A turd is something your company “has to do”. Sometimes they sink and sometimes they float, but they are always mandatory.

A turd can be polished and it can be of any shape or size, but at it’s core, it’s still excrement.

Turds always come from somewhere. Sometimes, usually the ones that float, turds come from good things. The right things. Things like user needs, innovation, obvious holes in the market demanding to be filled.  Many times, however, turds come from bad places, these are usually the ones that sink (and stink). Stinky turds come from fear, they come from reactions to competitors, they come from “obligations”.

Everyone makes turds. The iPod Touch is a floating turd. Apple was obligated to make it. How could they resist?
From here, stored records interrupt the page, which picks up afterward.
PR #2299, opened 2026-02-04
Fix uniqueness check for simulation component names

Shiyu-Sandy-Du:


timofeymukha:
Barring the string to int comparison, did you encounter a simcomp with an empty name? How did that occur?

Shiyu-Sandy-Du:
> Barring the string to int comparison, did you encounter a simcomp with an empty name? How did that occur?

Oh wait, it's my fault on another branch (I didn't assign name to sgs_stats simcomps).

They’ve sold a ton because of the branding and the apps and the advertising, so it’s a shiny turd, but a turd no less.

Most (all?) of the iPad “killers” are turds. They are reactionary. They aren’t innovations, they are year late catchups powered by software that went from being something new to a turd the day the App Store launched.

The Facebook platform was, in it’s inception, pretty awesome. It’s turned in to a turd through, what I can only imagine has been, some epic bikeshedding,  beauracracy and abuse. I bet Zuck would kill it if he could, but instead he’s “obligated” to keep it going.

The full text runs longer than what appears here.